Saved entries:
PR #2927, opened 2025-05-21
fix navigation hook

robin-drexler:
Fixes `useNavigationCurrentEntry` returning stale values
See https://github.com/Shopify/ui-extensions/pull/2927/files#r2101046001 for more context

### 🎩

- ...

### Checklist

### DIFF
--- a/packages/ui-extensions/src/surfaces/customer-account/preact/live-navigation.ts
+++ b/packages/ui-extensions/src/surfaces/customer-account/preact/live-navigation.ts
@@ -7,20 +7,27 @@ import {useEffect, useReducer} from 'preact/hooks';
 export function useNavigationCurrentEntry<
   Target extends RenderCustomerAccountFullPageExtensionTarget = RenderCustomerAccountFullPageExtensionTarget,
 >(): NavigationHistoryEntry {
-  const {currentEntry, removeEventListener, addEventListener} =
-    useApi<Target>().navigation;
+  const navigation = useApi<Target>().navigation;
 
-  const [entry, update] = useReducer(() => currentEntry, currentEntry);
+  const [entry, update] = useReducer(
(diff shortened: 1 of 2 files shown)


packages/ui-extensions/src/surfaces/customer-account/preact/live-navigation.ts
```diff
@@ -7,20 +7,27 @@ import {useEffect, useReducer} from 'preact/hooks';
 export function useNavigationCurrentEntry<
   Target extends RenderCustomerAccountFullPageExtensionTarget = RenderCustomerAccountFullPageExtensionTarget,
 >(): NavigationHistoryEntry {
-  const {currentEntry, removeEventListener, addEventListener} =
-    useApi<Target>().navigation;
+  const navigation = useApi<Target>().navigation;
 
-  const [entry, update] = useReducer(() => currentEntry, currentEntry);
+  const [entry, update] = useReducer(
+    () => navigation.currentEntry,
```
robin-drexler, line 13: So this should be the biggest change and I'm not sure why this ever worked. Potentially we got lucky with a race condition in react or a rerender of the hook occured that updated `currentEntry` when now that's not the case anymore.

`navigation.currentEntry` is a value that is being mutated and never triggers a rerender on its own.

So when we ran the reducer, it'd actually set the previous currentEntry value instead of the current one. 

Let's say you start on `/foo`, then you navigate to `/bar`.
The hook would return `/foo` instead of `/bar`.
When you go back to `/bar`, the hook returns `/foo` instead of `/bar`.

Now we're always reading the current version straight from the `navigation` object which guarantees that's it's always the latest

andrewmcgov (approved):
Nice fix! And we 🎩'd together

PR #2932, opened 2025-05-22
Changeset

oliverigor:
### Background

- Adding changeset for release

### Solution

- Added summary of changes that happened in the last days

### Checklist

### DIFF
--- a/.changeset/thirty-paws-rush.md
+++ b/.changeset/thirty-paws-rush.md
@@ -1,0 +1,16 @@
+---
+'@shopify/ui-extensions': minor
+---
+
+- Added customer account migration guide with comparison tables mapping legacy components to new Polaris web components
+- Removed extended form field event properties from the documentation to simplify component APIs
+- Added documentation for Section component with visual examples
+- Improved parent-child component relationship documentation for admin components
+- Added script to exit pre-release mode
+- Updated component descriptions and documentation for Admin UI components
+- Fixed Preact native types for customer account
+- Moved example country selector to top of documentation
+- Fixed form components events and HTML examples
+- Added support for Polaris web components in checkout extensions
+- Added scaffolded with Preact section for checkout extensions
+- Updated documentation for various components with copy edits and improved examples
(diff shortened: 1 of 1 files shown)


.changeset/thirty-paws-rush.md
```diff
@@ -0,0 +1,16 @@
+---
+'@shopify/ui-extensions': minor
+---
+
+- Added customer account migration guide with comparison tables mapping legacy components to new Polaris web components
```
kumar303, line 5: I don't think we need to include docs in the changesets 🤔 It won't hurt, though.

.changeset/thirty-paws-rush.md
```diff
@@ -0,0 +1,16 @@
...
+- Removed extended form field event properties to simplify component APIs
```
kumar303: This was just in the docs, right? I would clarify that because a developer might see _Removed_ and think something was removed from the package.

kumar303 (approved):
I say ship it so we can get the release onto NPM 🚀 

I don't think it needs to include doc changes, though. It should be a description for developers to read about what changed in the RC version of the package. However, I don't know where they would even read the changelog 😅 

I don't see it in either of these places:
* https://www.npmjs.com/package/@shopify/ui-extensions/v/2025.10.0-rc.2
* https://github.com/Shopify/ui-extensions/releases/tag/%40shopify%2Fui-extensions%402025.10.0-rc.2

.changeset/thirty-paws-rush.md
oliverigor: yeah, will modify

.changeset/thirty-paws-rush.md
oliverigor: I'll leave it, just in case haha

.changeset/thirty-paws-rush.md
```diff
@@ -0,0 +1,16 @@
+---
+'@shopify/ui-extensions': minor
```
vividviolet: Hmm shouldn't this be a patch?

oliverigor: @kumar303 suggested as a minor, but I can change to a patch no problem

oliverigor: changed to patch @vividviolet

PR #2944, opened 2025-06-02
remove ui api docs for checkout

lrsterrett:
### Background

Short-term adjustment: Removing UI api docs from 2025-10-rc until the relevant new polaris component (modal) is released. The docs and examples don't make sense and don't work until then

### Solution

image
...
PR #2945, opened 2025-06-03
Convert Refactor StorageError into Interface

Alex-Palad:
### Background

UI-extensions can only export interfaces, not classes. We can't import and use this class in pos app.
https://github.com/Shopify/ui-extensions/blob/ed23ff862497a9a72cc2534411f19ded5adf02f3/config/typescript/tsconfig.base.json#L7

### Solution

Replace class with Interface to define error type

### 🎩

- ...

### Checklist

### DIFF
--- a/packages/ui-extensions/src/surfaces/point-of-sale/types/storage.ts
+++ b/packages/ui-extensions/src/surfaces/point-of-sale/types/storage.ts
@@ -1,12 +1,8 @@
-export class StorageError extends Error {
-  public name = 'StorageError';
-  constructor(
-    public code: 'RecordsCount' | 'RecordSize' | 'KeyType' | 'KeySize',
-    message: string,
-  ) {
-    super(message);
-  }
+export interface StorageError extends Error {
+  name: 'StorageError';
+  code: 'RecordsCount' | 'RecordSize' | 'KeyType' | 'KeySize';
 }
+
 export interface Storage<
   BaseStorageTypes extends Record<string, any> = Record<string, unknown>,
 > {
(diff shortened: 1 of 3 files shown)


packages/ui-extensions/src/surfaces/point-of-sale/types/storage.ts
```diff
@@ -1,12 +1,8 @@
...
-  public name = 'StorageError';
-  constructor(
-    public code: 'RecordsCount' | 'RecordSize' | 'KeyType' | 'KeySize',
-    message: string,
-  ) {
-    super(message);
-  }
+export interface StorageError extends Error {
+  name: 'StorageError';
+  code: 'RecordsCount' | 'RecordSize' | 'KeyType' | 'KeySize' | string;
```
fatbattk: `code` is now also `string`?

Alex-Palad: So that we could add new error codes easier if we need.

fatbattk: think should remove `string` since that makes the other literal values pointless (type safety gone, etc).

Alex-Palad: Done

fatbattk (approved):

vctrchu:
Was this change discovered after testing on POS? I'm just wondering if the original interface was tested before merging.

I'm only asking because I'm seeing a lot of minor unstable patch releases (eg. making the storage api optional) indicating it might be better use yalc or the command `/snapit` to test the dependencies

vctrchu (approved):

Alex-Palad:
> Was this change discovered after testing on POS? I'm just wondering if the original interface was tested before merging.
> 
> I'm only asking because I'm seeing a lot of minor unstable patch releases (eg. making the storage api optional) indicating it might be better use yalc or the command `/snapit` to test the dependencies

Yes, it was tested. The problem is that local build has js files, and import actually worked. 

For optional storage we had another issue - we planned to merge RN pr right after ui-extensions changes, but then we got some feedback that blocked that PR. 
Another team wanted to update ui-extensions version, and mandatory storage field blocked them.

The task: Write out exactly the lines above from the line with "Yes, it was" through the line with "Another team wanted", both of them included, and leave out all other lines.

Task solution:
Yes, it was tested. The problem is that local build has js files, and import actually worked. 

For optional storage we had another issue - we planned to merge RN pr right after ui-extensions changes, but then we got some feedback that blocked that PR. 
Another team wanted to update ui-extensions version, and mandatory storage field blocked them.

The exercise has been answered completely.